(Saved entries)
PR #131, opened 2023-03-03
[DDO-2704] DatabaseInstance as Sherlock data type

jack-r-warren:
~I skipped tests for now, wanted to get this posted so folks could check the schema and see if it makes sense before I go down that road.~ **Tests added now**

When you create an Environment from a template with autoPopulateChartReleases enabled, after creating each new ChartRelease it'll check if there was a DatabaseInstance associated to the template's ChartRelease. If so, it'll add a new copy except associated to the new ChartRelease in the BEE.

When you delete a ChartRelease, it'll delete any associated DatabaseInstance first. Deleting an Environment also deletes each ChartRelease it contains first, so the whole thing should cascade well enough, even if this'll double the number of (tiny) database queries made during the delete transaction. Not sure I see another way to do it. Plus, Thelma is what actually deletes; the user's browser is never waiting on that operation, so whatever.

To make those nested operations a bit more efficient, I slightly refactored the internalModelStore class to expose not just .get and .delete but also .getIfExists and .deleteIfExists. That cuts out a query from each iteration (or a swallowed error, depending on how you look at it).


internal/controllers/v2controllers/chart_release_test.go
```diff
@@ -537,69 +537,55 @@ func (suite *chartReleaseControllerSuite) TestChartReleaseGetOtherValidSelectors
...
-	//	suite.seedEnvironments(suite.T())
-	//	suite.seedCharts(suite.T())
-	//	suite.seedChartReleases(suite.T())
-	//
-	//	_, err := suite.ChartReleaseController.Edit(datarepoProdChartRelease.Name, EditableChartRelease{
-	//		TargetAppVersionUse: testutils.PointerTo("something obviously incorrect"),
-	//	}, auth.GenerateUser(suite.T(), true))
-	//	assert.ErrorContains(suite.T(), err, errors.BadRequest)
-	//})
+	suite.Run("successfully", func() {
```
jack-r-warren, line 540: This test had been commented from when ChartRelease didn't actually have any editable fields. It does not, so I re-enabled it and tweaked it to work with the current fields. It doesn't impact or test the new functionality here at all.

katiewelch (approved):

PR #133, opened 2023-03-07
[DDO-2709] Users in Sherlock

jack-r-warren:
This PR adds a super simple user table to Sherlock -- email + google id -- and just uses it in a passive way to basically validate that users google id doesn't change between invocations.

No, that's not very useful. The user table isn't actually exposed in the API yet and it isn't even really tested, but all the _other_ tests pass and that's what's important. There's no current need for an API here, and one will only become necessary once Sherlock does something else with users -- which will involve some model changes anyway, so the tests and API would need to be reworked.

### DIFF
--- a/db/migrations/000035_add_user_table.down.sql
+++ b/db/migrations/000035_add_user_table.down.sql
@@ -1,0 +1,1 @@
+drop table if exists v2_users;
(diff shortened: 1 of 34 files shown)


jyang-broad (approved):
looks sane. It looks like there's not currently a users table and this creates it.

PR #145, opened 2023-03-31
[DDO-2759] Make Environment owner field reference a User

jack-r-warren:
The older `owner` field is still around behind the scenes, now called `legacy_owner` in the database. There's a new `owner_id` field that references the user table. The controller still just exposes an `owner` field through the API (it includes `ownerInfo` if there is any, too).

Here's how it works:
- When the controller parses a controller type to a model type, it inserts goes from controller `owner` directly to model `owner_id`. There's no usage of `legacy_owner`. This does mean that `legacy_owner` can't be queried through the API now, unfortunately -- I think that's okay here because neither Beehive nor Thelma currently do that, much less rely on the stability of its output.
- The model validates that either `owner_id` or `legacy_owner` is filled. The latter can't be set once this is merged, it's just for backwards compatibility (so existing entries in the database will all still pass validation and can be edited without issue).
- When the controller parses a model type back into a controller type, it tries to use the email from the user reference in `owner_id`, and it falls back to `legacy_owner` if it that's empty. This means that existing `owner` values will still be returned from the API until a proper user reference is in `owner_id`.

There's like 30 lines of actual code here, in the first bit of https://github.com/broadinstitute/sherlock/commit/835be1032820f61fb4b42ed8f13e63ac5f887209 and https://github.com/broadinstitute/sherlock/commit/04d736035c8f892ba1d3aa61d69d4686effc6cf5. All the rest are test implications.


em-may (approved):
Description seems sane, I defer to others for code review.

PR #149, opened 2023-05-04
add new workflow, update other dispatches

jyang-broad:
copies client-set-environment-app-version.yaml, but for charts, also updates some deprecation from using old workflow dispatch.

▸ What to work on:
Wherever the line holding "is any, too)." falls in the entries above, copy exactly from it through the line holding "Here's how it", inclusive, and add nothing.

▸ Result of the exercise:
The older `owner` field is still around behind the scenes, now called `legacy_owner` in the database. There's a new `owner_id` field that references the user table. The controller still just exposes an `owner` field through the API (it includes `ownerInfo` if there is any, too).

Here's how it works:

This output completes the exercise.